* _WHAT THE TASK ASKS_
Output all of the entries exactly as they are given.

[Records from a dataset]
PR #3204, opened 2018-09-11
Babelify

Spongman:
not really ready for merging, just food for thought:
- runs babelify over the browserified library, converts es6 to es5.
- updates eslint to es6-compatible version
- adds `no-var` & `prefer-const` eslint rules, fixes errors
- uses lambdas instead of inline functions, where appropriate.

there's no attempt to do any es6-style structural changes. just trivial syntactic stuff.


Spongman:
oh yeah, i was hoping this might be useful as part of those discussions, at the very least as a proof-of-concept that it's reasonably easy to incorporate some of the simple es6-isms into the library source while retaining es5 compatibility on the backend.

* _SOLVED EXERCISE_
PR #3204, opened 2018-09-11
Babelify

Spongman:
not really ready for merging, just food for thought:
- runs babelify over the browserified library, converts es6 to es5.
- updates eslint to es6-compatible version
- adds `no-var` & `prefer-const` eslint rules, fixes errors
- uses lambdas instead of inline functions, where appropriate.

there's no attempt to do any es6-style structural changes. just trivial syntactic stuff.


Spongman:
oh yeah, i was hoping this might be useful as part of those discussions, at the very least as a proof-of-concept that it's reasonably easy to incorporate some of the simple es6-isms into the library source while retaining es5 compatibility on the backend.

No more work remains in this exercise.